How can AFP get to be a bigger part of the funding equation?

You would think that with the TV ad market under pressure and growing at only 2% to 3% a year, every chance to get more money from advertisers for shows would look to be a sure thing. You would be wrong. In the UK, advertiser-funded programming (a UK version of the US's product placement-heavy branded entertainment) has been a hard sell and as a result there is very little of it on screen.

According to WPP-owned media agency Group M's first attempt to track AFP, such output is worth £23m this year, a mere rounding error on the billions spent by broadcasters and advertisers. However, while TV advertising will grow by 2% or so this year, Group M sees AFP growing at 17% to £27m in 2008.

So why isn't there more? First, AFP is difficult because the rules around it are unclear.
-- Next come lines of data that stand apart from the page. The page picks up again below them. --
Issue #1145, opened 2019-06-13
Some metastable isotopes have wrong decay heats


aruzzo:
After looking more at #1054, there are more metastable isotopes that have a very large decay heat value when used in pyne.material.Material (28 in total that I found): [https://gist.github.com/aruzzo/4dbf3c283eeed8b712e16c150bd19a64](url)
I edited the material.cpp file to print what values the `decay_heat()` function uses. I tested Ag-108m, one of the original problem isotopes from the issue:
```
########OUTPUT FROM material.cpp########
decay constant: 5.77623e+08
q value: 1.636
decay heat: 8.44974e+11
########END FROM material.cpp########
{471080001: 844974163698.3318}
########OUTPUT FROM material.cpp########
decay constant: 5.01473e-11
q value: 0
decay heat: 0
########END FROM material.cpp########
{471080002: 0.0}
```
For id `471080001`, the function retrieves the right q value from the nuc_data.h5 file but the wrong half-life/decay constant. Using id `471080002` gets the right decay constant but a 0 q value (no entry exists in the decay/q_values tree so it defaults to 0). It seems to pull the half-life from the decay/level_list tree, which contains all the different energy levels of the isotopes. For the problematic isotopes, an energy level of 1 exists before the metastable level with an extremely short half-life; the metastable isotopes are the second energy level, which is why using `471080002` retrieves the correct half-life and decay constant.
Also, when parsing through the different ids in the decay/q_values tree, there was one id `162500000` which seems wrong - I don't think an isotope of sulfur exists with a mass of ~250 amu.

katyhuff:
What reference are you using to define "right" ?

aruzzo:
I don't know of another resource to check the q values of the reactions, I assumed they were right. I calculated a few of the decay constants using the half-lives available in the decay/decays tree, which are the same values as in decay/level_list but easier to search through since it has much fewer entries. They were the same values that were used by material.cpp.

katyhuff:
Sorry -- still confused.

You say:
> the function retrieves the right q value 

How do you know?  What is the right q value? Where did you get it from?

> but the wrong half-life/decay constant

I assume you're looking up the decay constant on nndc.bnl.gov and it's different there than is given by the decay_constant function? Please recall that $t_{1/2} = ln(2)/\lambda$

> I don't know of another resource to check the q values of the reactions, I assumed they were right.

What do you mean by "they" in this sentence?

aruzzo:
[...]

PR #1147, opened 2019-06-18
Fix decay_heat() in material.cpp

aruzzo:
This PR addresses #1145:

- `decay_heat()` in material.cpp now calls `metastable_id()` before calling `decay_const()`

`decay_const()` searches for the the half-life using state_id notation, but `decay_heat()` formerly called it without first using `metastable_id()` to convert from zas_id to state_id.
I updated the previous test file [found here ](https://gist.github.com/aruzzo/28cbe1e861436f677d574092c06ad116) with a new one [found here](https://gist.github.com/aruzzo/3e87e6381702b6572b13d31e43429c26) to show that `decay_heat()` still works for two previously normal isotopes and now works for two previously problematic isotopes.

### DIFF
--- a/src/material.cpp
+++ b/src/material.cpp
@@ -1221,8 +1221,8 @@ pyne::comp_map pyne::Material::decay_heat() {
   double masspermole = mass * pyne::N_A;
   for (pyne::comp_iter i = comp.begin(); i != comp.end(); ++i) {
     dh[i->first] = masspermole * (i->second) * \
-                   decay_const(i->first) * q_val(i->first) / \
-                   atomic_mass(i->first) / pyne::MeV_per_MJ;
+                   decay_const(metastable_id(i->first,i->first % 10000)) * \
+                   q_val(i->first) / atomic_mass(i->first) / pyne::MeV_per_MJ;
   }
   return dh;
 }
--- a/src/material.cpp
+++ b/src/material.cpp
@@ -1221,7 +1221,7 @@ pyne::comp_map pyne::Material::decay_heat() {
   double masspermole = mass * pyne::N_A;
   for (pyne::comp_iter i = comp.begin(); i != comp.end(); ++i) {
     dh[i->first] = masspermole * (i->second) * \
-                   decay_const(metastable_id(i->first,i->first % 10000)) * \
+                   decay_const(metastable_id(i->first,nucname::snum(i->first))) * \
                    q_val(i->first) / atomic_mass(i->first) / pyne::MeV_per_MJ;
   }
   return dh;
--- a/tests/test_material.py
+++ b/tests/test_material.py
@@ -222,10 +222,19 @@ class TestMaterialMethods(TestCase):
         assert_equal(set(obs.values()), set(exp.values()))
 
 
-    def test_decay_heat(self):
+    def test_decay_heat1(self):
         mat = Material({922350000: 0.05, 922380000: 0.95}, 15)
         obs = mat.decay_heat()
         exp = {922350000: 4.48963565256e-14, 922380000: 1.2123912039e-13}
+        assert_equal(set(obs), set(exp))
+        for key in exp:
+            assert_almost_equal(obs[key], exp[key])
+    
+
+    def test_decay_heat2(self):
+        mat = Material({471080001: 0.5, 551340001: 0.5}, 2)
+        obs = mat.decay_heat()
+        exp = {471080001: 7.33578506845e-8, 551340001: 6.241109861949e-3}
         assert_equal(set(obs), set(exp))
         for key in exp:
             assert_almost_equal(obs[key], exp[key])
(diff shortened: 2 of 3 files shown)


src/material.cpp
```diff
@@ -1221,8 +1221,8 @@ pyne::comp_map pyne::Material::decay_heat() {
   double masspermole = mass * pyne::N_A;
   for (pyne::comp_iter i = comp.begin(); i != comp.end(); ++i) {
     dh[i->first] = masspermole * (i->second) * \
-                   decay_const(i->first) * q_val(i->first) / \
-                   atomic_mass(i->first) / pyne::MeV_per_MJ;
+                   decay_const(metastable_id(i->first,i->first % 10000)) * \
```
bam241: maybe use `nucname::snum(int nuc)` to get the metastable_id ? it would avoid using magic number...

bam241 (changes requested):
Thx @aruzzo for fixing this.

Could you add a test in `tests/test_materials.py`:`test_decay_heat(self)` to ensure this is being tested and working properly in the future ?

tests/test_material.py
```diff
@@ -222,13 +222,22 @@ def test_activity(self):
...
+    def test_decay_heat1(self):
         mat = Material({922350000: 0.05, 922380000: 0.95}, 15)
         obs = mat.decay_heat()
         exp = {922350000: 4.48963565256e-14, 922380000: 1.2123912039e-13}
         assert_equal(set(obs), set(exp))
         for key in exp:
             assert_almost_equal(obs[key], exp[key])
+    
+
+    def test_decay_heat2(self):
```
bam241: `test_decay_heat_metastable` ?

tests/test_material.py
```diff
@@ -222,13 +222,22 @@ def test_activity(self):
         assert_equal(set(obs.values()), set(exp.values()))
 
 
-    def test_decay_heat(self):
+    def test_decay_heat1(self):
```
bam241: maybe `test_decay_heat_stable` ?

bam241 (commented):
one minor remaining change, LGTM otherwise !

bam241 (approved):

tests/test_material.py
```diff
@@ -222,13 +222,22 @@ def test_activity(self):
...
         exp = {922350000: 4.48963565256e-14, 922380000: 1.2123912039e-13}
         assert_equal(set(obs), set(exp))
         for key in exp:
             assert_almost_equal(obs[key], exp[key])
+    
+
+    def test_decay_heat_metastable(self):
+        mat = Material({471080001: 0.5, 551340001: 0.5}, 2)
+        obs = mat.decay_heat()
+        exp = {471080001: 7.33578506845e-8, 551340001: 6.241109861949e-3}
```
bam241, line 239: Just one quick though, how did you get those number ?
did you run a calculation using the fixed Pyne code ?
If so it might be good to have an other way to check it ? (not sure it is easy to find..)
in any case, I think you should put a comment to explain how those numbers where determined.

aruzzo: I copied the decay heat values from the jupyter notebook that I created to test some isotopes: [test_decay_heat_fix](https://gist.github.com/aruzzo/3e87e6381702b6572b13d31e43429c26). In short, I copied Avogadro's number and the value of MeV per MJ from pyne's data.cpp file and I rewrote the equation for calculating decay heat in python following the same steps in pyne's material.cpp file. For the atomic data, I got the info from outside sources (which should also be the same sources that pyne uses) in order to separate the calculation from pyne code. The half-lives were from [BNL](https://www.nndc.bnl.gov/nudat2/chartNuc.jsp), the q-values were from [ORNL](https://technicalreports.ornl.gov/cppr/y2001/rpt/97914.pdf), and the atomic masses were from [AMDC](https://www-nds.iaea.org/amdc/ame2016/mass16.txt).

bam241: great ! could you add a small comment to explain that ?
something like:
`// external calculation using Half-live: BNL, q-values: ORNL, Atomic mass: AMDC`

src/material.cpp
```diff
@@ -1221,8 +1221,8 @@ pyne::comp_map pyne::Material::decay_heat() {
   double masspermole = mass * pyne::N_A;
   for (pyne::comp_iter i = comp.begin(); i != comp.end(); ++i) {
     dh[i->first] = masspermole * (i->second) * \
-                   decay_const(i->first) * q_val(i->first) / \
-                   atomic_mass(i->first) / pyne::MeV_per_MJ;
+                   decay_const(metastable_id(i->first,nucname::snum(i->first))) * \
+                   q_val(i->first) / atomic_mass(i->first) / pyne::MeV_per_MJ;
```
gonuke, line 1225: Shouldn’t `q_val` also depend on the isomeric state?

gonuke (commented):
Thanks for this catch @aruzzo . One question about `q_val`

src/material.cpp
aruzzo: Yeah, `q_val` depends on the isomeric state but the table that holds the different q_values uses zas_id unlike the table for the decay constants which uses state_id

gonuke:
Thanks @aruzzo - sorry for the delays.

It operates a bit under the radar of the more transparent sponsorship code, so there is a bit of "don't ask, don't tell" whiff about the whole process. Second, it is difficult to get all of the vested interests involved in getting AFP to agree on the creative and commercial deal.

One of the biggest issues is that there are too many people in the room. Nicky Buss, ITV's advertiser development director, recalls a meeting with 44 people all trying to get their oar in on an AFP project. Programme-making by committee does not work.

There is money to be had from brands, but unlocking it will require better dialogue between them, the broadcasters and producers, says Group M's head of entertainment, Kate Marsh.

A better definition might help too. AFP is not about putting Coke cans in American Idol (that's product placement) and it is not branded bumpers (that's sponsorship). AFP - or "posh sponsorship" as North One's head of commercial and digital content, John Nolan, calls it - is not a media buy. It is an investment decision with a business model attached. It's private equity for programming, and it's about time.